Population ecologists therefore use sampling techniques to estimate abundance. Mark-recapture methods allow researchers to use information from a relatively small number of marked and observed animals to estimate the size of a much larger population.
In this question, researchers do not need to observe all 1080 dolphins directly. Instead, the proportion of tagged individuals in the second sample provides the information needed to estimate the total population.
Understanding the Lincoln-Petersen Population Estimator
The simple two-sample mark-recapture method is commonly described using the Lincoln-Petersen estimator. It is based on the assumption that the proportion of marked animals in the second sample is approximately equal to the proportion of marked animals in the entire population.
The relationship is:
Marked animals in population / Total population = Marked animals in second sample / Total second sample
For the dolphin population:
180 / N = 7 / 42
Cross-multiplying gives:
180 × 42 = 7N
Therefore:
N = (180 × 42) / 7
N = 1080
This mathematical relationship provides the estimated population size.

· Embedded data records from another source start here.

PR #166, opened 2025-02-10
Move TRS API variables to to app config

peteryates:
We don't really need to store the `TRS_BASE_URL` (now renamed to `TRS_API_BASE_URL`) in the keyvault so I've moved that to the terraform env-specific yaml files too and will delete from the keyvaults.

@gunndabad also kindly bumped the TRS API version to `20250203` so we'll have the latest functionality available without having to rely on the `Next` (beta) version, so that's the default for the deployed envs.


peterdavidhamilton (approved):
`TRS_API_VERSION: 'Next'` what does this do for us?

Early warning ⏰

peteryates:
It basically is the 'beta' version of the API, some experimental stuff lands there before it's in a properly released version.

PR #167, opened 2025-02-10
Import extensions

peteryates:
- **Log the import messages rather than puts them**
- **Move the actual importing to the import! method**
- **Split up the importer into sensible methods**
- **Add events metadata jsonb column**
- **Remove the unique index on la code and establishment no**
- **Build and save events**


lib/appropriate_bodies/importers/importer.rb
```diff
@@ -1,70 +1,115 @@
...
           induction_period_rows << ip
         end
       end
 
-      InductionPeriod.insert_all(induction_period_rows.map(&:to_record))
+      induction_period_ids = InductionPeriod.insert_all!(induction_period_rows.map(&:to_record), returning: [:id])
+      Rails.logger.info("Induction periods inserted: #{InductionPeriod.count}")
+
+      # FIXME: how do we set titles?
+      #        can do it by executing a single line of SQL after insert
```
peteryates, line 75: 🤦🏽 this is already done on line 95.

PR #174, opened 2025-02-11
Try and fix migration deployment

tonyheadford:
Manually deploying to migration is failing.
It appears to be related to analytics and the `Migration::` models built for connecting to ECTv1 tables.

DfE Analytics has a config option to exclude models so attempting to see if we can exclude the entire `Migration::` namespace of models to remedy the issue.


peteryates (approved):
Didn't realise it could do that!

PR #181, opened 2025-02-12
Make the record failing outcome button red

peteryates:
| Before | After |
| ------ | ------- |
| Screenshot From 2025-02-12 09-52-19 | Screenshot From 2025-02-12 09-52-27 |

Ecological Importance of Population Size Estimation
Estimating population size is essential for understanding the status and dynamics of animal populations. Ecologists and conservation biologists use population estimates to determine whether populations are increasing, decreasing, or remaining stable.
For marine mammals such as dolphins, accurate population information can help researchers evaluate habitat quality, identify conservation concerns, assess the effects of human activities, and monitor long-term changes in abundance.

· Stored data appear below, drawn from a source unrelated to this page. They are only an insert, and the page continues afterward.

PR #187, opened 2025-02-12
ECT service tidy up

peterdavidhamilton:


peteryates (commented):
Thanks @peterdavidhamilton. This is much cleaner and the query itself is dead simple.

I do think that it should be in a service class though, even if it's minimal - purely because it makes both it and the controller easier to test and extend.

spec/services/schools/home_spec.rb
```diff
@@ -0,0 +1,38 @@
...
+                      started_on: 1.year.ago)
+    FactoryBot.create(:mentorship_period, :active,
+                      mentor: mentor_period,
+                      mentee: ect_period,
+                      started_on: 1.year.ago)
+  end
+
+  describe '#ects_and_mentors' do
+    it "returns the school's ECTs and mentors" do
+      expect(service.ects_and_mentors).to eq([ect_period])
```
peterdavidhamilton, line 35: @peteryates following your comments this is back in a service object. I'm not keen on the method name, I think it's misleading.

app/services/schools/home.rb
```diff
@@ -0,0 +1,16 @@
+module Schools
+  class Home
+    attr_accessor :school
+
+    def initialize(school:)
+      @school = school
+    end
+
+    def ects_and_mentors
```
ltello, line 9: maybe name it `ects_with_mentors`?

ltello (approved):
Looks good to me. 
Maybe I would add a mentorship period ended in the spec and check it is not included in  `.ects_with_mentors`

Population size estimates can also be compared across different years to determine whether conservation measures are effective or whether additional protection is required.
Complete Numerical Solution
Number of dolphins initially marked (M) = 180
Total dolphins photographed in second sample (C) = 42
Tagged dolphins found in second sample (R) = 7
Formula: N = (M × C) / R
N = (180 × 42) / 7
N = 180 × 6
N = 1080
Final Answer
The dolphin population is estimated using the mark-recapture method. Since 7 out of 42 dolphins in the second sample were tagged, tagged dolphins represent one-sixth of the observed population.
The original 180 tagged dolphins are therefore estimated to represent one-sixth of the total population.
Total population = 180 × 6 = 1080 dolphins
Therefore, the estimated population size of dolphins in the peninsula is 1080.